Saved entries:

PR #222, opened 2020-09-24
@W-8117190@ Fix issue with default false values

jbartolotta-sfdc:
Compare the value to undefined instead of relying on truthiness.

Small refactor for testing and clarity.


src/lib/util/Config.ts
```diff
@@ -123,21 +123,29 @@ export class Config {
...
+		return this.getStringArrayConfigValue('supportedLanguages', engine);
 	}
 
-	public async getTargetPatterns(engine: ENGINE): Promise<string[]> {
-		return await this.getConfigValue('targetPatterns', engine, this.typeChecker.stringArrayCheck);
+	public getTargetPatterns(engine: ENGINE): Promise<any> {
+		return this.getStringArrayConfigValue('targetPatterns', engine);
 	}
 
-	private async getConfigValue(propertyName: string, engine: ENGINE, typeChecker: (any, string, ENGINE) => boolean): Promise<string[]> {
```
jbartolotta-sfdc, line 137: The `Promise<string[]>` return of this was incorrect, it was sometimes returning boolean values also.

src/lib/util/Config.ts
```diff
@@ -123,21 +123,29 @@ export class Config {
...
+
+	protected getStringArrayConfigValue(propertyName: string, engine: ENGINE): Promise<string[]> {
+		return this.getConfigValue(propertyName, engine, this.typeChecker.stringArrayCheck);
+	}
+
+	private async getConfigValue(propertyName: string, engine: ENGINE, typeChecker: (any, string, ENGINE) => boolean): Promise<any> {
 		let ecc = this.getEngineConfig(engine);
 		// If the config specifies property, use those.
-		if (ecc && ecc[propertyName] && typeChecker(ecc[propertyName], propertyName, engine)) {
+		if (ecc && (ecc[propertyName] !== undefined) && typeChecker(ecc[propertyName], propertyName, engine)) {
```
jbartolotta-sfdc, line 148: Bug fix.

src/lib/util/Config.ts
```diff
@@ -123,21 +123,29 @@ export class Config {
...
 	}
 
-	public async getTargetPatterns(engine: ENGINE): Promise<string[]> {
-		return await this.getConfigValue('targetPatterns', engine, this.typeChecker.stringArrayCheck);
+	public getTargetPatterns(engine: ENGINE): Promise<any> {
+		return this.getStringArrayConfigValue('targetPatterns', engine);
 	}
 
-	private async getConfigValue(propertyName: string, engine: ENGINE, typeChecker: (any, string, ENGINE) => boolean): Promise<string[]> {
+	protected getBooleanConfigValue(propertyName: string, engine: ENGINE): Promise<boolean> {
```
jbartolotta-sfdc, line 137: Added these helper methods for clarity and also to avoid the need to export the TypeChecker class for testing.

src/lib/util/Config.ts
```diff
@@ -123,21 +123,29 @@ export class Config {
 			return true;
 		}
 
-		return !(await this.getConfigValue('disabled', engine, this.typeChecker.booleanCheck));
+		return !(await this.getBooleanConfigValue('disabled', engine));
 	}
 
-	public async getSupportedLanguages(engine: ENGINE): Promise<string[]> {
-		return await this.getConfigValue('supportedLanguages', engine, this.typeChecker.stringArrayCheck);
+	public getSupportedLanguages(engine: ENGINE): Promise<any> {
```
jbartolotta-sfdc, line 129: These don't need to be async or await, they can just return the Promise from the delegate.

jfeingold35: Why did you switch these from `Promise<string[]>` to `Promise<any>`?

src/lib/util/Config.ts
jfeingold35: In JS, it's typical to do `!= null` instead of `!== undefined` or `!== null`. That's because `undefined` and `null` are `==` equivalent but not `===` equivalent, and you typically want to treat `undefined` and `null` the same way. This feels like it's one of those times, because I imagine we'd want to treat a value of `null` in the Config as equivalent to the property being entirely absent.

src/lib/util/Config.ts
jfeingold35, line 137: It feels like you could remove the need for these two methods by using Generics (https://www.typescriptlang.org/docs/handbook/generics.html). E.g., declare your generic method as `protected getConfigValue<T>(propertyName: string, engine: ENGINE): Promise<T>`, and then invoke it as `getConfigValue<string>` or `getConfigValue<boolean>`.

src/lib/util/Config.ts
jbartolotta-sfdc: Thanks, was a mistake, will fix.

src/lib/util/Config.ts
jbartolotta-sfdc: It seems like that difference could be left to the typechecker. Some values might want to allow nulls and others not, but changing it to != null would preclude allowing that granularity.

jfeingold35: Honestly, the typechecker itself feels like something that could be refactored away through using the tools TS provides, most notably Type Guarding (https://www.typescriptlang.org/docs/handbook/advanced-types.html#user-defined-type-guards). We should probably target this file for a refactor the next time we have an opportunity.

But that's neither here nor there. You've convinced me that it makes sense to treat `undefined` and `null` as distinct values, but there should be a comment explaining why we're doing this unconventional thing.

src/lib/util/Config.ts
jbartolotta-sfdc: The main reason for the different implementations to avoid the caller needing to pass in a typechecker. #getBooelanConfigValue and #getStringArrayConfigValue need to pass different typecheckers to #getConfigValue. I don't think this can be achieved with a generic.

jfeingold35: I think if we use a mixture of generics and user-defined type guards, we could remove the need for these methods. https://www.typescriptlang.org/docs/handbook/advanced-types.html#user-defined-type-guards. I'm not certain though. Regardless, it's the sort of thing that could wait for a dedicated refactoring sprint.

jfeingold35 (approved):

◆ **Exercise description**: Lines from the one containing "jfeingold35, line 137: It" through the end of the entries above must be copied exactly; include both ends and no other lines.

◆ **Answer to the exercise**:
jfeingold35, line 137: It feels like you could remove the need for these two methods by using Generics (https://www.typescriptlang.org/docs/handbook/generics.html). E.g., declare your generic method as `protected getConfigValue<T>(propertyName: string, engine: ENGINE): Promise<T>`, and then invoke it as `getConfigValue<string>` or `getConfigValue<boolean>`.

src/lib/util/Config.ts
jbartolotta-sfdc: Thanks, was a mistake, will fix.

src/lib/util/Config.ts
jbartolotta-sfdc: It seems like that difference could be left to the typechecker. Some values might want to allow nulls and others not, but changing it to != null would preclude allowing that granularity.

jfeingold35: Honestly, the typechecker itself feels like something that could be refactored away through using the tools TS provides, most notably Type Guarding (https://www.typescriptlang.org/docs/handbook/advanced-types.html#user-defined-type-guards). We should probably target this file for a refactor the next time we have an opportunity.

But that's neither here nor there. You've convinced me that it makes sense to treat `undefined` and `null` as distinct values, but there should be a comment explaining why we're doing this unconventional thing.

src/lib/util/Config.ts
jbartolotta-sfdc: The main reason for the different implementations to avoid the caller needing to pass in a typechecker. #getBooelanConfigValue and #getStringArrayConfigValue need to pass different typecheckers to #getConfigValue. I don't think this can be achieved with a generic.

jfeingold35: I think if we use a mixture of generics and user-defined type guards, we could remove the need for these methods. https://www.typescriptlang.org/docs/handbook/advanced-types.html#user-defined-type-guards. I'm not certain though. Regardless, it's the sort of thing that could wait for a dedicated refactoring sprint.

jfeingold35 (approved):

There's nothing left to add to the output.